§ **DIRECTIONS FOR THIS TASK**
Retype each entry. Leave every word as it is.

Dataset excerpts
PR #371, opened 2016-04-12
Restyle button focus to be more consistent with other inputs.

### LINKED ISSUE #355: Styling for :focus
@zleach you mentioned wanting to get rid of the default styling that is shown on `:focus` for things like buttons. We should not get rid of it because it is essential to accessibility, but instead design a style for it that is better than the standard.

danoc:
This is the SCSS portion of the improvements to our `:focus` styles for buttons.

It is purposely scoped to the OUI `button` class, not all buttons, since I think that better aligns with our existing coding patterns.

(Fixes #355)

@kwalker3690 or @tscanlin – Can one of you take a look? See the issue for context.


kwalker3690:
Love it, ship it

PR #373, opened 2016-04-13
Remove linter pre-commit hook to avoid annoying Ruby dependency.

### LINKED ISSUE #370: Remove pre-commit hook
The pre-commit hook runs `npm test` which has an annoying Ruby dependency for scss-lint. (There is no good SCSS linter written in JS.)

Travis CI runs the linters when branches are pushed or pull requests are created. It will prevent merging if there are lint issues, so it's safe to remove the pre-commit hook.

cc: @kwalker3690

danoc:
Fixes #370.

cc: @kwalker3690


kwalker3690:
yay! LGTM

Issue #382, opened 2016-04-21
Research accessibility best practices, share findings, and enforce in pull requests


danoc:
I'll be doing a deep dive into accessibility as we move towards building React components. We can greatly benefit all users if we bake accessibility into these components. A little bit of work will go a long way since we will no longer be duplicating HTML.

### Step 1: Research best practices

This begins with researching best practices. These are a few resources that come to mind, but I'd love pointers towards other places to look.

* Read the [WCAG 2.0](https://www.w3.org/TR/WCAG20/) – These are the latest recommendations from the W3C to make the web more accessible.
* Look at [Salesforce's LDS](https://www.lightningdesignsystem.com/) and 18F's [U.S. Web Design Standards](https://standards.usa.gov/) – These are examples of two design systems that place a huge focus on accessibility.
* [An Alphabet of Accessibility Issues](https://the-pastry-box-project.net/anne-gibson/2014-july-31) – Great list of accessibility issues, some more obvious than others.
* [HTML5 accessibility browser support](https://stevefaulkner.github.io/HTML5accessibility/) – Great checklist of accessible HTML5 features and browser support.

### Step 2: Share findings

There are a few ways to do this, but I'll likely share notes at an upcoming meeting and add an accessibility section to our `CONTRIBUTING.md` file.

### Step 3: Review accessibility in pull requests

I'll start off by creating a checklist of accessibility concerns to review then investigate how we can programmatically enforce some rules. This can likely be done to some extent in automated tests and perhaps there is a accessibility linter I can add to our build system. I'll look into large UI libraries such as Bootstrap and see if they test for accessibility.

daverau-optimizely:
Too broad to do now.

PR #383, opened 2016-04-22
Make the Attention component accessible

danoc:
There are four parts to this:

1. `role="alert"` is added to all Attention components. This causes screen readers to skip to that part of the page.
2. `aria-label` is added to the Attention component and the value depends on the color class (`bad-news`, `brand`) that is supplied to the component. This label conveys the the meaning that we get from the color of the component.
3. The dismiss link was changed to a button. Links are best for navigating to different resources while buttons are best for performing actions that change the underlying page.
4. `ariaLabel` was added to the button because `&times;` doesn't convey that the button will close the alert.

I also added tests for these where appropriate.

This relates to #382.

cc: @tscanlin, @kwalker3690, @daverau-optimizely


.eslintrc.js
```diff
@@ -180,5 +181,8 @@ module.exports = {
     "no-bitwise": "off",
     "no-plusplus": "off",
     "jsx-quotes": ["warn", "prefer-double"],
+
+    // OUI rules
+    "valid-jsdoc": ["warn"],
```
tscanlin: Nice!

tscanlin:
LGTM, nice work!!

PR #384, opened 2016-04-22
Make ArrowsInline more accessible

danoc:
This applies `aria-hidden="true"` to the inline arrows (chevrons) because, on their own, they don't provide much information. `aria-label`'s or helpful text should be provided by the components that are using this component.

cc: @daverau-optimizely @kwalker3690 @tscanlin 

Relates to #382.


tscanlin:
+1 LGTM

PR #1440, opened 2020-11-17
Misc. Design polish for Dropdown and Input

circAssimilate:
## Summary

In order to continue addressing visual bugs that came up from design in the [Flags bug bash](https://docs.google.com/document/d/1ZtTUfcJbSEImiNPR4qxT8BQ82-23gOfUb19ZLaXS-aM/edit#), this PR will make the following changes.

- Updated **DropdownBlockLinkText** with new `isItemSelected` prop to allow for black text
- Updated **Dropdown** with new `isLabelTight` styling option
- Updated **Input** with new `isAutoCompleteEnabled` prop to allow for disabling of autocomplete
- Updated **.oui-tile** class `overflow: hidden` style to prevent content from overlapping

## Test Plan

- Update snapshot
- Ensure tests pass


src/components/Input/index.tsx
```diff
@@ -180,15 +192,16 @@ const Input: React.SFC<InputProps> = React.forwardRef(
...
+        "oui-text-input",
+        { "oui-text-input--read-only": isReadOnly },
+        { "oui-text-input--search": isFilter },
+        { "oui-form-bad-news": displayError },
         { [`text--${textAlign}`]: hasAlignStyle }
       );
 
       let input = (
         <input
+          autoComplete={isAutoCompleteDisabled ? "off" : "on"}
```
kwalker3690, line 204: I think it'd make more sense to have this prop be `enableAutocomplete`, and have it default to `true`. iirc there were guidelines on prop convention for OUI that i think this falls more in line with, but I can't find them written anywhere :/, wdyt?

circAssimilate: I could see that and was thinking about that at first too. I just didn't see any `isXyzEnabled`props around and thought it may be easier to think about disabling things only. I can update it to `isAutoCompleteEnabled` and default to true if you prefer.

kwalker3690: That feels more in line with `isFilter`, `isOptional` `isReadOnly` etc to me!

circAssimilate: Ah, totally. All ready for another review!

kwalker3690 (approved):

PR #1441, opened 2020-11-17
feat(Tile): Replace onResultsClick with resultsLink

circAssimilate:
## Summary

Tile's results link was kind of frustrating to interact with because it didn't show a link preview and the results page is so slow. This update will make the interface simpler and allow for command + click opening in a new tab as an option.

## Screenshot 
image

## Test Plan

- Update tests
- Ensure tests pass


kwalker3690 (approved):
Great improvement, thanks!

PR #1446, opened 2020-12-03
fix (Tile) Fix tile layout

kwalker3690:
## Summary

Before:
image

After:
image

## Changelog Entry

[Patch] Fixed layout issue in **Tile**

## Test Plan

Visual testing


circAssimilate (approved):
Ugh, I totally did this and didn't catch it. I'm sorry and thank you!

PR #1448, opened 2020-12-10
fix(Dropdown):Update padding to be 10px

mikelondon:
## Summary

What did you change and why?
Updated padding to be 10px per the request from design on Flags UI.

## Screenshots 

Before:
image
After:
image

## Changelog Entry

[Patch] Updated **Dropdown** to have 10px padding when isLabelTight === True

## Test Plan

- Ensured tests passed locally 
- Manual tested.


circAssimilate (approved):
LGTM!

PR #1451, opened 2020-12-11
Update Slack notification settings in .travis.yml

circAssimilate:
Update Slack notification settings. This was copied from https://docs.travis-ci.com/user/notifications/ and I believe this is necessary via travis.com and the old format was only working for travis.org.


jeffreychan-optimizely (approved):
Seems legit - interesting that you don't have to specify a room but there's an example in the link you posted where you don't have to and it seems like one wasn't specified before...

circAssimilate:
Thanks, Jeff. That is interesting - and perhaps this won't actually make a difference. I'm going to try it out and see if it helps though.

PR #1455, opened 2021-02-03
update(Tile): Truncate long name and description if it's a string.

spham1412:
## Summary

- This PR added the function `truncate()` to shorten long `name` and `description` props of the `Tile` component. Only truncate if `name` and `description` are of type `string`.
- Also added the `.prettierrc` file to include new rules for lining, mainly changing from double-quoted strings to single-quoted strings.

image

## Changelog Entry

- [Patch] Updated **Tile** with truncated long `name` and `description`.

## Test Plan

- Manually tested.


.eslintrc.js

§ **ANSWER SECTION**
PR #371, opened 2016-04-12
Restyle button focus to be more consistent with other inputs.

### LINKED ISSUE #355: Styling for :focus
@zleach you mentioned wanting to get rid of the default styling that is shown on `:focus` for things like buttons. We should not get rid of it because it is essential to accessibility, but instead design a style for it that is better than the standard.

danoc:
This is the SCSS portion of the improvements to our `:focus` styles for buttons.

It is purposely scoped to the OUI `button` class, not all buttons, since I think that better aligns with our existing coding patterns.

(Fixes #355)

@kwalker3690 or @tscanlin – Can one of you take a look? See the issue for context.


kwalker3690:
Love it, ship it

PR #373, opened 2016-04-13
Remove linter pre-commit hook to avoid annoying Ruby dependency.

### LINKED ISSUE #370: Remove pre-commit hook
The pre-commit hook runs `npm test` which has an annoying Ruby dependency for scss-lint. (There is no good SCSS linter written in JS.)

Travis CI runs the linters when branches are pushed or pull requests are created. It will prevent merging if there are lint issues, so it's safe to remove the pre-commit hook.

cc: @kwalker3690

danoc:
Fixes #370.

cc: @kwalker3690


kwalker3690:
yay! LGTM

Issue #382, opened 2016-04-21
Research accessibility best practices, share findings, and enforce in pull requests


danoc:
I'll be doing a deep dive into accessibility as we move towards building React components. We can greatly benefit all users if we bake accessibility into these components. A little bit of work will go a long way since we will no longer be duplicating HTML.

### Step 1: Research best practices

This begins with researching best practices. These are a few resources that come to mind, but I'd love pointers towards other places to look.

* Read the [WCAG 2.0](https://www.w3.org/TR/WCAG20/) – These are the latest recommendations from the W3C to make the web more accessible.
* Look at [Salesforce's LDS](https://www.lightningdesignsystem.com/) and 18F's [U.S. Web Design Standards](https://standards.usa.gov/) – These are examples of two design systems that place a huge focus on accessibility.
* [An Alphabet of Accessibility Issues](https://the-pastry-box-project.net/anne-gibson/2014-july-31) – Great list of accessibility issues, some more obvious than others.
* [HTML5 accessibility browser support](https://stevefaulkner.github.io/HTML5accessibility/) – Great checklist of accessible HTML5 features and browser support.

### Step 2: Share findings

There are a few ways to do this, but I'll likely share notes at an upcoming meeting and add an accessibility section to our `CONTRIBUTING.md` file.

### Step 3: Review accessibility in pull requests

I'll start off by creating a checklist of accessibility concerns to review then investigate how we can programmatically enforce some rules. This can likely be done to some extent in automated tests and perhaps there is a accessibility linter I can add to our build system. I'll look into large UI libraries such as Bootstrap and see if they test for accessibility.

daverau-optimizely:
Too broad to do now.

PR #383, opened 2016-04-22
Make the Attention component accessible

danoc:
There are four parts to this:

1. `role="alert"` is added to all Attention components. This causes screen readers to skip to that part of the page.
2. `aria-label` is added to the Attention component and the value depends on the color class (`bad-news`, `brand`) that is supplied to the component. This label conveys the the meaning that we get from the color of the component.
3. The dismiss link was changed to a button. Links are best for navigating to different resources while buttons are best for performing actions that change the underlying page.
4. `ariaLabel` was added to the button because `&times;` doesn't convey that the button will close the alert.

I also added tests for these where appropriate.

This relates to #382.

cc: @tscanlin, @kwalker3690, @daverau-optimizely


.eslintrc.js
```diff
@@ -180,5 +181,8 @@ module.exports = {
     "no-bitwise": "off",
     "no-plusplus": "off",
     "jsx-quotes": ["warn", "prefer-double"],
+
+    // OUI rules
+    "valid-jsdoc": ["warn"],
```
tscanlin: Nice!

tscanlin:
LGTM, nice work!!

PR #384, opened 2016-04-22
Make ArrowsInline more accessible

danoc:
This applies `aria-hidden="true"` to the inline arrows (chevrons) because, on their own, they don't provide much information. `aria-label`'s or helpful text should be provided by the components that are using this component.

cc: @daverau-optimizely @kwalker3690 @tscanlin 

Relates to #382.


tscanlin:
+1 LGTM

PR #1440, opened 2020-11-17
Misc. Design polish for Dropdown and Input

circAssimilate:
## Summary

In order to continue addressing visual bugs that came up from design in the [Flags bug bash](https://docs.google.com/document/d/1ZtTUfcJbSEImiNPR4qxT8BQ82-23gOfUb19ZLaXS-aM/edit#), this PR will make the following changes.

- Updated **DropdownBlockLinkText** with new `isItemSelected` prop to allow for black text
- Updated **Dropdown** with new `isLabelTight` styling option
- Updated **Input** with new `isAutoCompleteEnabled` prop to allow for disabling of autocomplete
- Updated **.oui-tile** class `overflow: hidden` style to prevent content from overlapping

## Test Plan

- Update snapshot
- Ensure tests pass


src/components/Input/index.tsx
```diff
@@ -180,15 +192,16 @@ const Input: React.SFC<InputProps> = React.forwardRef(
...
+        "oui-text-input",
+        { "oui-text-input--read-only": isReadOnly },
+        { "oui-text-input--search": isFilter },
+        { "oui-form-bad-news": displayError },
         { [`text--${textAlign}`]: hasAlignStyle }
       );
 
       let input = (
         <input
+          autoComplete={isAutoCompleteDisabled ? "off" : "on"}
```
kwalker3690, line 204: I think it'd make more sense to have this prop be `enableAutocomplete`, and have it default to `true`. iirc there were guidelines on prop convention for OUI that i think this falls more in line with, but I can't find them written anywhere :/, wdyt?

circAssimilate: I could see that and was thinking about that at first too. I just didn't see any `isXyzEnabled`props around and thought it may be easier to think about disabling things only. I can update it to `isAutoCompleteEnabled` and default to true if you prefer.

kwalker3690: That feels more in line with `isFilter`, `isOptional` `isReadOnly` etc to me!

circAssimilate: Ah, totally. All ready for another review!

kwalker3690 (approved):

PR #1441, opened 2020-11-17
feat(Tile): Replace onResultsClick with resultsLink

circAssimilate:
## Summary

Tile's results link was kind of frustrating to interact with because it didn't show a link preview and the results page is so slow. This update will make the interface simpler and allow for command + click opening in a new tab as an option.

## Screenshot 
image

## Test Plan

- Update tests
- Ensure tests pass


kwalker3690 (approved):
Great improvement, thanks!

PR #1446, opened 2020-12-03
fix (Tile) Fix tile layout

kwalker3690:
## Summary

Before:
image

After:
image

## Changelog Entry

[Patch] Fixed layout issue in **Tile**

## Test Plan

Visual testing


circAssimilate (approved):
Ugh, I totally did this and didn't catch it. I'm sorry and thank you!

PR #1448, opened 2020-12-10
fix(Dropdown):Update padding to be 10px

mikelondon:
## Summary

What did you change and why?
Updated padding to be 10px per the request from design on Flags UI.

## Screenshots 

Before:
image
After:
image

## Changelog Entry

[Patch] Updated **Dropdown** to have 10px padding when isLabelTight === True

## Test Plan

- Ensured tests passed locally 
- Manual tested.


circAssimilate (approved):
LGTM!

PR #1451, opened 2020-12-11
Update Slack notification settings in .travis.yml

circAssimilate:
Update Slack notification settings. This was copied from https://docs.travis-ci.com/user/notifications/ and I believe this is necessary via travis.com and the old format was only working for travis.org.


jeffreychan-optimizely (approved):
Seems legit - interesting that you don't have to specify a room but there's an example in the link you posted where you don't have to and it seems like one wasn't specified before...

circAssimilate:
Thanks, Jeff. That is interesting - and perhaps this won't actually make a difference. I'm going to try it out and see if it helps though.

PR #1455, opened 2021-02-03
update(Tile): Truncate long name and description if it's a string.

spham1412:
## Summary

- This PR added the function `truncate()` to shorten long `name` and `description` props of the `Tile` component. Only truncate if `name` and `description` are of type `string`.
- Also added the `.prettierrc` file to include new rules for lining, mainly changing from double-quoted strings to single-quoted strings.

image

## Changelog Entry

- [Patch] Updated **Tile** with truncated long `name` and `description`.

## Test Plan

- Manually tested.


.eslintrc.js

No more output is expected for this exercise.